• [What to produce] How many of the lines below contain "using"? Answer with that number alone.

Records for processing: Begin

PR #3045, opened 2022-09-22
fix: slideover close button placement when using PWA

OwsleyJr:
#### Description

Safe area inset on top placement was being overridden by top placed on the component. This would only affect the slideover when using the PWA version.

 - Added !important to prevent this issue again.

IMG_5056 IMG_5055

#### To-Dos


src/styles/globals.css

Records for processing: End

• [Result of the exercise] 2